# Push and the door shall open



## Infraredd (Aug 4, 2016)

Total random find up the top end of France. It's next to a far more interesting chalet style derelict in it's own grounds. I didn't have the time to investigate that one & can I find it on Google maps......
The main doors were locked but someone forgot to bolt the second door so they popped open with a modicum of pressure. Inside is relatively clean but the webs on the window & regalia in the priests private chamber tell you it's a while since it was last used.
Pulled the doors shut so they re-locked on the way out.

























































That's all folks.
Thanks for looking


----------



## tazong (Aug 4, 2016)

I really do have a thing for churches and holy things - love those stain glass windows - some good photos there bud.


----------



## Sam Haltin (Aug 4, 2016)

That's a nice church. I like the chandelier in your last two pictures.


----------



## Brewtal (Aug 5, 2016)

That is absolutely beautiful.

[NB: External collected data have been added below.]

PR #65536, opened 2023-05-07
Audit burn_data for vanilla materials

RenechCDDA:
#### Summary
Balance "Most materials now burn at least a little slower than gunpowder"

#### Purpose of change
Pretty much the entirety of our materials' burn_data entries were just copy-pasted (cargo culted) from one contributor to the next.  Most items are consumed by small fires in *seconds*, and the amount of fuel added to the fire would be very high, even for non-combustible materials.

#### Describe the solution
Go through materials.json. Do my best to research the relative flammability of a given material. Add comments. Comments comments comments. Burn everything. Burn it again to be sure. Remove burn_products from a bunch of materials which... literally don't burn and can't produce them.

I probably could have done something productive with my time instead...

#### Testing
I created a 1L, 1kg solid debug item and changed its material around before loading in to a preset testing setup and lighting fires then watching how well the objects burned. The testing setup consisted of 2x fire rings and 2x empty grass tiles, each of the 4 burn tiles had 1 tinder on them (required to start the fire) and was lit by a firestarter CBM. The player character was in the center of the burn tiles, which were located at the 7/9/3/1 positions on the numpad. No burn tiles were adjacent as that could skew the results.

For materials whose 'burn curve' varied significantly with the intensity of the fire, tests were repeated with the amount of tinder increased to 10000 units.

I repeated these tests for pretty much every material I modified except the copy-pastes (like the 6 different forms of chitin). For the liquid-expected materials (alcohol, hydrocarbons, etc) I duplicated the debug item into a liquid form and gave it a charges/stack_size of 1

#### Additional context
Wood was largely used a baseline and expressly was not touched.

This is probably going to have some knock-on effects and I have no doubt someone out there will be very upset you can no longer recreate dante's inferno by dropping a match onto a pile of zombie corpses and their loot.

Hats off to rubber for having actually tested their data before implementing. Looks like it works about how you wanted.

### DIFF
--- a/data/json/materials.json
+++ b/data/json/materials.json
@@ -1055,11 +1055,11 @@
     "bash_dmg_verb": "bruised",
     "cut_dmg_verb": "sliced",
     "vitamins": [ [ "calcium", 1 ], [ "iron", 1.3 ] ],
-    "//": "Copied from chitin",
+    "//": "FIXME if you see me",
     "burn_data": [
-      { "fuel": 0, "smoke": 0, "burn": 0.0001 },
-      { "fuel": 0.2, "smoke": 3, "burn": 0.005, "volume_per_turn": "200 ml" },
-      { "fuel": 0.35, "smoke": 5, "burn": 0.015, "volume_per_turn": "200 ml" }
+      { "fuel": 0, "smoke": 1, "burn": 0.001, "volume_per_turn": "200 ml" },
+      { "fuel": 0.2, "smoke": 3, "burn": 0.002, "volume_per_turn": "500 ml" },
+      { "fuel": 0.35, "smoke": 5, "burn": 0.004, "volume_per_turn": "1 L" }
     ],
     "burn_products": [ [ "corpse_ash", 0.035 ] ],
     "resist": { "bash": 1, "cut": 1, "acid": 1, "heat": 1, "bullet": 1 }
@@ -1265,7 +1265,7 @@
     "dmg_adj": [ "ripped", "torn", "shredded", "tattered" ],
     "bash_dmg_verb": "ripped",
     "cut_dmg_verb": "cut",
-    "//1": "Nylon/polyester react poorly to flame(they melt) but are hard to light. Doesn't break down easily unless exposed to a high-intensity fire.",
+    "//1": "Nylon/polyester reacts poorly to flame (it melts) but is hard to light. Doesn't break down easily unless exposed to a high-intensity fire.",
     "burn_data": [
       { "fuel": 0.05, "smoke": 1, "burn": 0.01 },
       { "fuel": 0.05, "smoke": 2, "burn": 0.03 },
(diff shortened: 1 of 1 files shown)


data/json/materials.json
```diff
@@ -1966,10 +1980,11 @@
     "dmg_adj": [ "ripped", "torn", "shredded", "tattered" ],
     "bash_dmg_verb": "ripped",
     "cut_dmg_verb": "cut",
+    "//1": "Nylon reacts poorly to flame(it melts) but is hard to light. Doesn't break down easily unless exposed to a high-intensity fire.",
```
NetSysFire, line 1983:
```suggestion
    "//1": "Nylon reacts poorly to flame (it melts) but is hard to light. Doesn't break down easily unless exposed to a high-intensity fire.",
```

data/json/materials.json
```diff
@@ -2226,7 +2246,13 @@
     "bash_dmg_verb": "squished",
     "cut_dmg_verb": "cut",
     "vitamins": [ [ "iron", 0.1 ] ],
-    "burn_data": [ { "fuel": 1, "smoke": 2, "burn": 1 }, { "fuel": 1, "smoke": 2, "burn": 2 }, { "fuel": 1, "smoke": 1, "burn": 3 } ],
+    "//": "This burn data assumes wheat and chaff. In this form, it burns pretty well.",
```
NetSysFire, line 2249: The wheat material is primarily used for food, be it toast ems or spaghetti.

NetSysFire (approved):
That are some badly needed changes. I'd have loved to see your sources as links somewhere but keeping track of all of them is pretty hard and some of them are implied anyways.

Karol1223:
I feel like removing burn items from metals may be a bad idea. As it stands, burning something which is part metal part plastic will result in the plastic burning off and the metal parts turning into scrap metal. Are you sure removing that is a good idea?

RenechCDDA:
>I feel like removing burn items from metals may be a bad idea. As it stands, burning something which is part metal part plastic will result in the plastic burning off and the metal parts turning into scrap metal. Are you sure removing that is a good idea?

They currently do not actually do anything. The item made of a metal material just burns and... disappears eventually (fires will destroy items even without burn data, *eventually*).

I am not opposed to metals breaking down into smaller scrap pieces (possibly with some slag) when burned but to do that they need actual burn data and, apparently, *to count as fuel*. Which... well metal doesn't really burn. Usually.

data/json/materials.json
RenechCDDA: Thanks for checking this one. Now that I think of it, harvested wheat would come with piles of straw as byproducts too. So we can safely drop this one down to essentially 0.

RenechCDDA:
Ok, following the conversation with karol (and a bunch more testing, using multi-material test items and upping the size and weight to 10kg) I've readded most of the burn products. Some nonsensical ones (like superalloy *unfolding itself into perfect sheets*) were still removed. Of the remaining ones, I've dropped everything down to a maximum return rate of 0.5 (down from 1 in many cases), to account for everything from boil off to slagging your metals (depending on the material). You've not getting perfectly divided specks of pure gold with 0 material loss by throwing a gold object into a raging inferno.

Charcoal and especially coal still seem to be underperforming given the values I've given them, and I'm not sure why. Still, previously they were copying from wood so even a little better is an improvement.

Great find, thanks for sharing that one, really enjoyed that!


----------



## smiler (Aug 5, 2016)

Beautiful church, Thanks


----------



## HughieD (Aug 5, 2016)

Really love your reports Infra...


----------



## Rubex (Aug 6, 2016)

Lovely as always Infraredd


----------



## Kacy_M (Aug 9, 2016)

Second and fourth shots are my fave. What a nice little find to stumble upon, thanks for sharing


----------



## UrbanX (Aug 10, 2016)

Absolutely stunning, proper unchartered exploration!


----------